§ INFORMATION PROVIDED

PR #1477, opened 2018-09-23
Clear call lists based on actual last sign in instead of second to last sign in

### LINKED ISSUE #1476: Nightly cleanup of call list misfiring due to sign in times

§ WORK TO COMPLETE
Restate the whole listing exactly, leaving out nothing.

§ WRITTEN RESPONSE
PR #1477, opened 2018-09-23
Clear call lists based on actual last sign in instead of second to last sign in

### LINKED ISSUE #1476: Nightly cleanup of call list misfiring due to sign in times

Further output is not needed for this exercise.